Question

An element with density $6.8gc{m^{ - 3}}$, occurs in a bcc structure with cell edge length equal to $290pm$ . Calculate the number of atoms present in $200g$ of the element.
A. $2.4 \times {10^{42}}$
B. $1.2 \times {10^{42}}$
C. $1.2 \times {10^{24}}$
D. $2.4 \times {10^{24}}$

Answer 1

Hint: A bcc unit cell has atoms at each corner of the cube and one atom at the centre of the cube. The centre atom is wholly belonging to the unit cell in which it is present. So the total number of atoms in a bcc cell is two. One at the centre and one from the corners.

Complete Step by step answer: In a crystal, the smallest repeating unit of the lattice is unit cell. It is the building block of that crystal. The unit cell can be primitive cubic, body-centered cubic or face- centered cubic.
In primitive cubic unit cells, the atoms are present at the corners.
In face- centered cubic unit cell, the atoms are at all corners and at the centre of all faces of the cube
In body- centered cubic unit cell, the atoms are present all the corners of the cube as well as one atom is present at the centre of the cube which wholly belong to that unit cell.
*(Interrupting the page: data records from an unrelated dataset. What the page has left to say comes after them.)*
PR #6692, opened 2020-06-25
[oaes-lib] Fix 'ftime deprecated' warning, add ISAAC for use in oaes

who-biz:
- ftime has been deprecated, and gcc 9.3+ issues a warning as a result
- this commit ports in code from the public domain, as well as the Android Open Source Project
- should prevent things from breaking in the future

### DIFF
--- a/src/crypto/CMakeLists.txt
+++ b/src/crypto/CMakeLists.txt
@@ -33,6 +33,7 @@ set(crypto_sources
   crypto-ops-data.c
   crypto-ops.c
   crypto.cpp
+  ftime.c
   groestl.c
   hash-extra-blake.c
   hash-extra-groestl.c
@@ -43,6 +44,7 @@ set(crypto_sources
   jh.c
   keccak.c
   oaes_lib.c
+  rand.c
   random.c
   skein.c
   slow-hash.c
@@ -63,6 +65,7 @@ set(crypto_private_headers
   chacha.h
   crypto-ops.h
   crypto.h
+  ftime.h
   generic-ops.h
   groestl.h
   groestl_tables.h
@@ -74,9 +77,11 @@ set(crypto_private_headers
   keccak.h
   oaes_config.h
   oaes_lib.h
+  rand.h
   random.h
   skein.h
   skein_port.h
+  standard.h
   CryptonightR_JIT.h
   CryptonightR_template.h)
 
--- a/src/crypto/ftime.c
+++ b/src/crypto/ftime.c
@@ -1,0 +1,45 @@
+/*
+ * Copyright (C) 2013 The Android Open Source Project
+ * All rights reserved.
+ *
+ * Redistribution and use in source and binary forms, with or without
+ * modification, are permitted provided that the following conditions
+ * are met:
+ *  * Redistributions of source code must retain the above copyright
+ *    notice, this list of conditions and the following disclaimer.
+ *  * Redistributions in binary form must reproduce the above copyright
+ *    notice, this list of conditions and the following disclaimer in
+ *    the documentation and/or other materials provided with the
+ *    distribution.
+ *
+ * THIS SOFTWARE IS PROVIDED BY THE COPYRIGHT HOLDERS AND CONTRIBUTORS
+ * "AS IS" AND ANY EXPRESS OR IMPLIED WARRANTIES, INCLUDING, BUT NOT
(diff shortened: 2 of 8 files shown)


who-biz:
Windows build appears to be failing with error(s), from CI:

The number of atoms in bcc cell- 8 atoms at the corner $6 \times \dfrac{1}{2} = 3\;atoms$ $ \times \dfrac{1}{8}$ per corner atom = 1 atom and 1 body centre atom= 1 atom. That means the total number of atoms per unit cell is 2.
For density calculation, we have the formula as - $d = \dfrac{{n \times m}}{{{a_3} \times {N_A}}}$
Given in the question,
Edge length (a) = $290pm$
Density (d) = $6.8gc{m^{ - 3}}$
And for bcc n=2
NA = $6.022 \times {10^{23}}$
put all the values in the given formula we will get
$6.8 = \dfrac{{2 \times m}}{{{{(290 \times {{10}^{ - 10}})}^3} \times 6.022 \times {{10}^{23}}}}$
So we have $m = \dfrac{{6.8 \times 6.023 \times {{10}^{23}} \times 24.4 \times {{10}^{ - 30}}}}{2}$
On calculating we get $m = 50gmo{l^{ - 1}}$
Now we have to calculate total number of atom in $200g$ of this crystal,
 So total number of atoms can be calculate as =$\dfrac{{200g \times 6.023 \times {{10}^{23}}atoms/mol}}{{50gmo{l^{ - 1}}}} = 2.4 \times {10^{24}}\;atoms$

Therefore the correct option will be D.

Note: In primitive unit cell, there are 8 atoms at the corner of the unit cell, therefore, the total number of atoms in one unit cell will be $8 \times \dfrac{1}{8} = 1atom$. Similarly for face- centered cubic unit cell total number of atoms in one unit cell will be $8 \times \dfrac{1}{8} = 1atom$+ $6 \times \dfrac{1}{2} = 3atoms$= 4 atoms.